# Schwinn Double Diamond



## Pappy (Sep 23, 2021)

Greetings Schwinn gurus...I was told it's a double diamond when I purchased it but is it a C model? Serial number is A80562...any help with the year of manufacture? Any information will be greatly appreciated...Pappy


----------



## Mountain Trail Andy (Sep 23, 2021)

Pappy said:


> Greetings Schwinn gurus...I was told it's a double diamond when I purchased it but is it a C model? Serial number is A80562...any help with the year of manufacture? Any information will be greatly appreciated...PappyView attachment 1483628View attachment 1483629




Love the patina on the chair......!!


----------



## Hastings (Sep 23, 2021)

My guess is ‘37 DD. C would have curved seat stays.


----------



## Freqman1 (Sep 23, 2021)

A pic of the serial would be helpful but DD was only 1935. V/r Shawn


----------



## Freqman1 (Sep 23, 2021)

Hastings said:


> My guess is ‘37 DD. C would have curved seat stays.



Huh?


----------



## dasberger (Sep 23, 2021)

Pic of serial?  Pull crank and check date?


----------



## Pappy (Sep 23, 2021)

Why would a pic of the number matter? I'm not trying to be a wise acher but just trying to learn...I will get a pic of it tomorrow & post it here. Thanx for the input so far... I've always wanted one of these Schwinns...Pappy


----------



## dasberger (Sep 24, 2021)

The '35 would have a hand stamped serial.  Sweet frame....


----------



## Pappy (Sep 24, 2021)




----------



## Pappy (Sep 24, 2021)

Sorry...learning a new phone... appears to be a'37 but what model?


----------



## Pappy (Sep 26, 2021)




----------



## Pappy (Sep 26, 2021)

This looks like the same frame but is a '36


----------



## 49autocycledeluxe (Sep 26, 2021)

I always wonder why folks want a photo of the serial #.  I could show my 4 year old niece a serial number on a bike and she could write it down. she is an exceptional 4 year old, but still 4.


----------



## Hastings (Sep 26, 2021)

Pictures show if hand stamp vs machine.


----------



## dasberger (Sep 26, 2021)




----------



## dasberger (Sep 26, 2021)

There are roughly 100 pages spread across multiple posts discussing prewar Schwinn serials.  The one thing consistent about the charts that are out there is...  wait for it.... they're inconsistent. 

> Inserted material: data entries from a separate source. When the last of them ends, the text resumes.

Issue #610, opened 2026-02-28
generate_deeplink: allow configuring host


aviau:
In our setup, `mcp-grafana` speaks to grafana using an internal hostname. This results in links generated by `generate_deeplink` being unusable for our users.

It would be great if there was a setting such as `GRAFANA_PUBLIC_URL` that allowed overriding the host used by `generate_deeplink`!

PR #611, opened 2026-02-28
generateDeepLink: add support for PUBLIC_GRAFANA_URL

aviau:
Closes https://github.com/grafana/mcp-grafana/issues/610

Feel free to edit my PR directly if you have minor comments, I won't be sad :)

> [!NOTE]
> **Low Risk**
> Low risk: adds an optional `PublicURL` used only for link generation while preserving existing `GRAFANA_URL`/`X-Grafana-URL` behavior and fallbacks.
> 
> **Overview**
> Adds support for a separate public-facing Grafana base URL via `GRAFANA_PUBLIC_URL` and `X-Grafana-Public-URL`, storing it as `GrafanaConfig.PublicURL` (header takes precedence over env).
> 
> Updates `generate_deeplink` to build user-facing links from `PublicURL` when provided, otherwise falling back to the configured `URL`, and extends unit tests to cover the new precedence and link behavior.
> 
> <sup>Written by [Cursor Bugbot](https://cursor.com/dashboard?tab=bugbot) for commit 0173584ca708ccb7f6a9821023a41081c3107c07. This will update automatically on new commits. Configure [here](https://cursor.com/dashboard?tab=bugbot).</sup>

### DIFF
--- a/mcpgrafana.go
+++ b/mcpgrafana.go
@@ -30,6 +30,7 @@ const (
 	defaultGrafanaURL  = "http://" + defaultGrafanaHost
 
 	grafanaURLEnvVar                 = "GRAFANA_URL"
+	grafanaPublicURLEnvVar           = "GRAFANA_PUBLIC_URL"
 	grafanaServiceAccountTokenEnvVar = "GRAFANA_SERVICE_ACCOUNT_TOKEN"
 	grafanaAPIEnvVar                 = "GRAFANA_API_KEY" // Deprecated: use GRAFANA_SERVICE_ACCOUNT_TOKEN instead
 	grafanaOrgIDEnvVar               = "GRAFANA_ORG_ID"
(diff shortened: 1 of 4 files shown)


sd2k:
This looks like a dupe of https://github.com/grafana/mcp-grafana/pull/408 - I added a comment mentioning my preferred method of handling this in there, would that work for you instead of requiring another setting?

aviau:
Gah. I wish I saw it before, my bad!

> Thanks @greedy52. I'm curious whether, for your use case, it would work if we fetched Grafana's public URL from its settings instead (/api/frontend/settings in the appUrl field of the JSON). If we can avoid adding another config var that would be good.

Yeah for us that would work. Our grafana instance is configured with the proper public URL. It would certainly be a better default than the current behaviour.

aviau:
My quick search does not indicate that this is available in the grafana client right now though?

sd2k:
Yeah we'll probably have to fetch it manually and plumb it through context somehow.

Edit: actually, we should use our own custom `GrafanaClient` struct in context, which embeds the existing `GrafanaHTTPAPI` and also stores the public URL in a field. We can fetch the `/api/frontend/settings` endpoint in `NewGrafanaClient` using a custom HTTP request. This will also help later if we ever need to store extra things like the Grafana version or feature toggles.

sd2k:
Superseded by #664, thanks for the PR!

aviau:
Thanks to you!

This is due to a number of circumstances  but  mainly stem from manufacturing millions of bikes and selling them private labeled through distributors.  Most manufacturing systems will still utilize parts manufactured in previous years until stock runs out.  I see this all the time with vintage guitars. 

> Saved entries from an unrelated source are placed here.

PR #636, opened 2026-03-08
fix(prometheus): support GET-only datasources in query tools

### LINKED ISSUE #632: query_prometheus fails with 500 for datasources configured with httpMethod: GET
## Description

`query_prometheus` (and other Prometheus query tools) fail with `server_error: server error: 500` for any Prometheus datasource configured with `httpMethod: GET` in its `jsonData`. Datasources configured with `httpMethod: POST` work fine.

## Root Cause

`promClientFromContext()` in `tools/prometheus.go` creates a standard `prometheus/client_golang` API client pointing at the Grafana datasource resources endpoint:

```go
url := fmt.Sprintf("%s/api/datasources/uid/%s/resources", strings.TrimRight(cfg.URL, "/"), uid)
```

The Prometheus client's `DoGetFallback` method always sends **POST first**, then falls back to GET only on 405 or 501 responses. However, Grafana's datasource resources API returns **500** (not 405) when it receives a POST for a datasource configured with `httpMethod: GET`. This means the GET fallback never triggers.

## Steps to Reproduce

1. Configure a Prometheus datasource in Grafana with `jsonData.httpMethod: "GET"`
2. Use the `query_prometheus` MCP tool to query that datasource
3. Observe: 500 error

The same datasource works fine when queried directly via Grafana's `/api/ds/query` endpoint or the `/api/datasources/proxy/{id}/` endpoint.

## Suggested Fix

In `promClientFromContext()`, read the datasource's `jsonData.httpMethod` setting (the datasource info is already fetched on line 34). If the method is GET, wrap the transport with a `RoundTripper` that converts POST requests to GET (moving form-encoded body params to URL query string). This avoids the unnecessary POST→500→failure cycle entirely.

Alternatively, the client could be configured to always use GET (which both Prometheus and Thanos accept for all query endpoints), avoiding the `DoGetFallback` path altogether.

## Workaround

Change the affected datasources' `httpMethod` from GET to POST. This is safe since the Prometheus HTTP API handles both methods identically, and POST is the modern Grafana default.

## Related

There is also a [related issue in Grafana core ](https://github.com/grafana/grafana/issues/119686)— the resources API should return 405 instead of 500 for method mismatches, which would allow the client's existing fallback to work. Filed separately against `grafana/grafana`.

SergioChan:
## Summary
- read datasource `jsonData.httpMethod` in `promClientFromContext`
- when the datasource is configured for `GET`, wrap the Prometheus client transport to convert outgoing form-encoded POST requests into GET requests against the datasource resources endpoint
- keep existing behavior unchanged for POST-configured datasources
- add focused unit tests for method detection and POST→GET conversion behavior

## Testing
- `go test ./tools -run 'TestDatasourcePrometheusHTTPMethod|TestPrometheusDatasourceHTTPMethodRoundTripper'`

## Related
Fixes #632

---

> [!NOTE]
> **Medium Risk**
> Changes how Prometheus requests are sent for GET-configured datasources by rewriting HTTP methods and bodies, which could affect query compatibility or edge cases around request encoding; POST-configured datasources are unchanged.
> 
> **Overview**
> Prometheus tooling now respects datasource `jsonData.httpMethod`: when configured for `GET`, `promClientFromContext` wraps the Prometheus client transport to transparently convert form-encoded `POST` requests into `GET` requests with equivalent query parameters.
> 
> Adds unit coverage for method detection defaults and for the POST→GET conversion behavior (including non-form POST passthrough and invalid form error handling).
> 
> <sup>Written by [Cursor Bugbot](https://cursor.com/dashboard?tab=bugbot) for commit f199f4b2e3a86652096536922c49e90a32cf39bb. This will update automatically on new commits. Configure [here](https://cursor.com/dashboard?tab=bugbot).</sup>

### DIFF
--- a/tools/prometheus.go
+++ b/tools/prometheus.go
@@ -107,6 +107,11 @@ func (p *prometheusDatasourceHTTPMethodRoundTripper) RoundTrip(req *http.Request
 		return p.base.RoundTrip(req)
 	}
 
+	contentType := strings.ToLower(req.Header.Get("Content-Type"))
+	if req.Body != nil && contentType != "" && !strings.HasPrefix(contentType, "application/x-www-form-urlencoded") {
+		return p.base.RoundTrip(req)
+	}
+
 	bodyBytes := []byte{}
 	if req.Body != nil {
 		var err error
@@ -122,19 +127,21 @@ func (p *prometheusDatasourceHTTPMethodRoundTripper) RoundTrip(req *http.Request
 	converted.Body = nil
 	converted.GetBody = nil
 	converted.ContentLength = 0
-	converted.Header = req.Header.Clone()
 	converted.Header.Del("Content-Type")
 	converted.Header.Del("Content-Length")
 
-	query := converted.URL.Query()
-	if values, parseErr := url.ParseQuery(string(bodyBytes)); parseErr == nil {
-		for key, vals := range values {
-			for _, val := range vals {
-				query.Add(key, val)
-			}
-		}
-		converted.URL.RawQuery = query.Encode()
+	values, parseErr := url.ParseQuery(string(bodyBytes))
+	if parseErr != nil {
+		return nil, fmt.Errorf("parsing form body for GET conversion: %w", parseErr)
 	}
+
+	query := converted.URL.Query()
+	for key, vals := range values {
+		for _, val := range vals {
+			query.Add(key, val)
+		}
+	}
+	converted.URL.RawQuery = query.Encode()
 
 	return p.base.RoundTrip(converted)
 }
--- a/tools/prometheus_unit_test.go
+++ b/tools/prometheus_unit_test.go
@@ -32,31 +32,98 @@ type roundTripFunc func(*http.Request) (*http.Response, error)
 func (f roundTripFunc) RoundTrip(req *http.Request) (*http.Response, error) { return f(req) }
 
 func TestPrometheusDatasourceHTTPMethodRoundTripper(t *testing.T) {
-	var gotMethod string
-	var gotQuery string
+	t.Run("converts form POST body into GET query", func(t *testing.T) {
+		var gotMethod string
+		var gotQuery string
 
-	rt := &prometheusDatasourceHTTPMethodRoundTripper{base: roundTripFunc(func(r *http.Request) (*http.Response, error) {
-		gotMethod = r.Method
-		gotQuery = r.URL.RawQuery
-		return &http.Response{
-			StatusCode: http.StatusOK,
-			Body:       io.NopCloser(strings.NewReader("ok")),
-			Header:     make(http.Header),
-		}, nil
-	})}
+		rt := &prometheusDatasourceHTTPMethodRoundTripper{base: roundTripFunc(func(r *http.Request) (*http.Response, error) {
+			gotMethod = r.Method
+			gotQuery = r.URL.RawQuery
+			return &http.Response{
+				StatusCode: http.StatusOK,
+				Body:       io.NopCloser(strings.NewReader("ok")),
+				Header:     make(http.Header),
+			}, nil
+		})}
 
-	req, err := http.NewRequest(http.MethodPost, "http://example.test/api/datasources/uid/abc/resources/api/v1/query", strings.NewReader("query=up&time=1234"))
-	require.NoError(t, err)
-	req.Header.Set("Content-Type", "application/x-www-form-urlencoded")
+		req, err := http.NewRequest(http.MethodPost, "http://example.test/api/datasources/uid/abc/resources/api/v1/query", strings.NewReader("query=up&time=1234"))
+		require.NoError(t, err)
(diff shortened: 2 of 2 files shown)


tools/prometheus.go
```diff
@@ -79,6 +86,59 @@ func promClientFromContext(ctx context.Context, uid string) (promv1.API, error)
...
+}
+
+type prometheusDatasourceHTTPMethodRoundTripper struct {
+	base http.RoundTripper
+}
+
+func (p *prometheusDatasourceHTTPMethodRoundTripper) RoundTrip(req *http.Request) (*http.Response, error) {
+	if req.Method != http.MethodPost {
+		return p.base.RoundTrip(req)
+	}
```
sd2k, line 108: `req.Clone()` already deep-clones headers, so this line replaces the clone with an identical clone. You can drop it:

```suggestion
	converted.Header.Del("Content-Type")
	converted.Header.Del("Content-Length")
```

tools/prometheus.go
```diff
@@ -79,6 +86,59 @@ func promClientFromContext(ctx context.Context, uid string) (promv1.API, error)
...
+			return nil, err
+		}
+		_ = req.Body.Close()
+	}
+
+	converted := req.Clone(req.Context())
+	converted.Method = http.MethodGet
+	converted.Body = nil
+	converted.GetBody = nil
+	converted.ContentLength = 0
```
sd2k, line 129: If `url.ParseQuery` fails, the body params are silently dropped and the GET request is sent without them — Prometheus will return a confusing "missing parameter" error rather than something actionable. Better to surface it:

```suggestion
	values, parseErr := url.ParseQuery(string(bodyBytes))
	if parseErr != nil {
		return nil, fmt.Errorf("parsing form body for GET conversion: %%w", parseErr)
	}
	for key, vals := range values {
		for _, val := range vals {
			query.Add(key, val)
		}
	}
	converted.URL.RawQuery = query.Encode()
```

tools/prometheus.go
```diff
@@ -79,6 +86,59 @@ func promClientFromContext(ctx context.Context, uid string) (promv1.API, error)
...
+	data, ok := jsonData.(map[string]any)
+	if !ok {
+		return http.MethodPost
+	}
+	method, _ := data["httpMethod"].(string)
+	if strings.EqualFold(method, http.MethodGet) {
+		return http.MethodGet
+	}
+	return http.MethodPost
+}
```
sd2k, line 99: This will attempt to parse any POST body as URL-encoded form data, regardless of Content-Type. The Prometheus client always sends `application/x-www-form-urlencoded` for query endpoints so it works today, but a defensive guard would be safer:

```go
if req.Body != nil && req.Header.Get("Content-Type") == "application/x-www-form-urlencoded" {
```

#633 had this check — worth carrying over.

tools/prometheus_unit_test.go
```diff
@@ -11,6 +14,51 @@ import (
...
+	req, err := http.NewRequest(http.MethodPost, "http://example.test/api/datasources/uid/abc/resources/api/v1/query", strings.NewReader("query=up&time=1234"))
+	require.NoError(t, err)
+	req.Header.Set("Content-Type", "application/x-www-form-urlencoded")
+
+	resp, err := rt.RoundTrip(req)
+	require.NoError(t, err)
+	defer resp.Body.Close()
+	_, _ = io.ReadAll(resp.Body)
+
+	assert.Equal(t, http.MethodGet, gotMethod)
```
sd2k: Good coverage of the happy path. A couple more cases would round it out:
- GET request passes through unchanged (verifies the early return)
- POST with nil body (no panic)
- POST with non-form-encoded Content-Type (once the guard is added)

SergioChan:
﻿Thanks for the detailed review feedback 鈥?I鈥檓 working through the requested updates and will post a focused patch (or direct answers) shortly.

SergioChan:
Thanks for the detailed review — I pushed a follow-up commit addressing the requested fixes: f199f4b

### What changed
- Return a clear error when form parsing fails during POST→GET conversion (`parsing form body for GET conversion: ...`) instead of silently dropping params.
- Add a content-type guard so only `application/x-www-form-urlencoded` POST bodies are converted; non-form POST requests are now passed through unchanged.
- Remove redundant header re-cloning after `req.Clone()`.
- Extend unit coverage for:
  - non-form POST passthrough,
  - nil-body POST conversion,
  - invalid form body parse error path.

### Validation
- `git diff --check` (pass)
- `go test ./tools -run "TestDatasourcePrometheusHTTPMethod|TestPrometheusDatasourceHTTPMethodRoundTripper"` is currently not runnable in this environment because the repository requires downloading Go 1.24.9 toolchain and the download fails due insufficient disk space.

I’ll also re-run the targeted tests once toolchain space is available.

sd2k:
This has been superseded by #633 and #647 now, the fix is already in. Thanks!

Date stamps, serials and specific parts can be great indicators of manufacture date but there will always be outliers.  One thing for certain on your bike is it's not a '35.

One chart is pretty specific about A serials with linear, closely spaced small digits....  Yours seems to fit that description and with a '37 crank that seems likely...

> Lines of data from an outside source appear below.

PR #639, opened 2026-03-09
feat(tools): add PromQL support for non-native datasources (stackdriver)

jacobstr:
## Summary

- Adds a `backendPromClient` adapter implementing `promv1.API` that routes PromQL queries through Grafana's `/api/ds/query` endpoint for datasources that support PromQL but don't implement the Prometheus HTTP API at the resource proxy
- `promClientFromContext()` now checks datasource type and routes: native types (prometheus, mimir, cortex, thanos) use the existing resource proxy path; backend types (stackdriver) use the new `/api/ds/query` adapter
- Metadata operations (LabelNames, LabelValues, Metadata) return descriptive errors for non-native datasources
- Maps `stackdriver` → `prometheus` in `normalizeDatasourceType()` so panel queries also work

## Motivation

Google Cloud Monitoring (`stackdriver`) supports PromQL but its Grafana plugin doesn't expose the Prometheus HTTP API at the resource proxy — queries return 502. This change enables `query_prometheus` and `query_prometheus_histogram` to work with stackdriver datasources by routing through Grafana's backend query endpoint instead.

## Test plan

- [x] `go build ./...` compiles
- [x] New unit tests pass: type classification, payload construction, data frame → Matrix/Vector conversion, metadata error messages
- [x] Existing Prometheus unit tests pass (no regressions)
- [ ] Manual test against a stackdriver datasource with a simple PromQL expression
- [ ] Manual test against a native Prometheus datasource to confirm no regression

---

> [!NOTE]
> **Medium Risk**
> Adds a new HTTP query path for PromQL via Grafana’s backend `/api/ds/query`, including response frame parsing and custom auth headers; mistakes could break PromQL queries for stackdriver or subtly change returned timestamps/series. Native Prometheus-family datasources remain on the existing resource-proxy path, limiting blast radius.
> 
> **Overview**
> Adds PromQL support for non-native datasources (currently `stackdriver`) by introducing a `backendPromClient` that implements `promv1.API` and routes `Query`/`QueryRange` through Grafana’s `/api/ds/query`, converting returned data frames into Prometheus `model.Matrix`/`model.Vector`.
> 
> Updates `promClientFromContext` to detect datasource type and choose between the existing native resource-proxy client (`prometheus`/`mimir`/`cortex`/`thanos`) and the new backend query client, with explicit errors for unsupported types and for metadata-style operations on backend-routed datasources. `run_panel_query` is extended to treat `stackdriver` panels as PromQL-capable and to emit stackdriver-specific “empty result” hints, and new unit tests cover type routing, payload building, frame conversion, and unsupported metadata errors.
> 
> <sup>Written by [Cursor Bugbot](https://cursor.com/dashboard?tab=bugbot) for commit 6a1c2e4aa8d762fc05ae251cfbfbe00f4b083334. This will update automatically on new commits. Configure [here](https://cursor.com/dashboard?tab=bugbot).</sup>

### DIFF
--- a/tools/prometheus_backend_test.go
+++ b/tools/prometheus_backend_test.go
@@ -311,6 +311,6 @@ func TestBackendPromClientMetadataErrors(t *testing.T) {
 }
 
 func TestNormalizeDatasourceTypeStackdriver(t *testing.T) {
-	assert.Equal(t, "prometheus", normalizeDatasourceType("stackdriver"))
-	assert.Equal(t, "prometheus", normalizeDatasourceType("Stackdriver"))
+	assert.Equal(t, "stackdriver", normalizeDatasourceType("stackdriver"))
+	assert.Equal(t, "stackdriver", normalizeDatasourceType("Stackdriver"))
 }
--- a/tools/run_panel_query.go
+++ b/tools/run_panel_query.go
@@ -216,7 +216,7 @@ func runSinglePanelQuery(ctx context.Context, params singlePanelQueryParams) (*P
 	var results interface{}
 
 	switch normalizeDatasourceType(datasourceType) {
-	case "prometheus":
+	case "prometheus", "stackdriver":
 		results, err = executePrometheusQuery(ctx, datasourceUID, query, params.Start, params.End)
 	case "loki":
 		results, err = executeLokiQuery(ctx, datasourceUID, query, params.Start, params.End)
@@ -752,7 +752,7 @@ func normalizeDatasourceType(dsType string) string {
 	case lower == "cloudwatch":
 		return "cloudwatch"
 	case lower == "stackdriver":
-		return "prometheus" // stackdriver supports PromQL, route through Prometheus query path
+		return "stackdriver" // stackdriver supports PromQL but needs its own hints
 	case strings.Contains(lower, "clickhouse"):
 		return "clickhouse"
 	default:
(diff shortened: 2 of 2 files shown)


jacobstr:
Addressing the two Bugbot findings:

**1. Misleading empty-result hints for stackdriver (Medium)** — Fixed in 6a1c2e4. `normalizeDatasourceType` now returns `"stackdriver"` instead of `"prometheus"`, and `generatePanelQueryHints` has a dedicated stackdriver case with appropriate guidance (referencing Cloud Monitoring PromQL limitations and the Grafana Explore UI, rather than `list_prometheus_metric_names` which is unsupported for backend-routed datasources). Query routing still correctly sends stackdriver through `executePrometheusQuery` via a combined case.

**2. Duplicated `/api/ds/query` HTTP execution logic (Low)** — Acknowledged. The transport setup and HTTP plumbing in `executeDSQuery` mirrors `executeGrafanaDSQuery`, but the two have meaningful differences: `backendPromClient` adds `ds_type` query params, `X-Datasource-Uid`/`X-Plugin-Id` headers, uses `io.LimitReader`, and deserializes into typed `dsQueryResponse` structs (vs `map[string]interface{}`). It also needs to be a struct method to implement `promv1.API`. Consolidating would require an options/config pattern that adds more abstraction than the duplication warrants at this stage. Happy to revisit if more backend datasource types are added.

On the other hand it's possible it's late '38 early '39 with leftover crank.  

As for model you got me... maybe a BC?


----------



## BFGforme (Sep 29, 2021)

Had a '37 c model just like that, looked like dd but wasn't because it was a c model @Goatroper


----------



## Dizzle Problems (Oct 6, 2021)

My vote is also model C. Mainly because of the shape of the top tube. The front half of the front triangle, the top tube and middle bar run parallel. Where as a BC and ‘36 double diamond, the top tube has more of a curve throughout.


----------



## old hotrod (Oct 7, 2021)

so this is a rare ddc model...again shows Schwinn made it up as they went along...


----------



## BatWaves (Oct 19, 2021)

Can you measure the width between the top bar and lower bar?


----------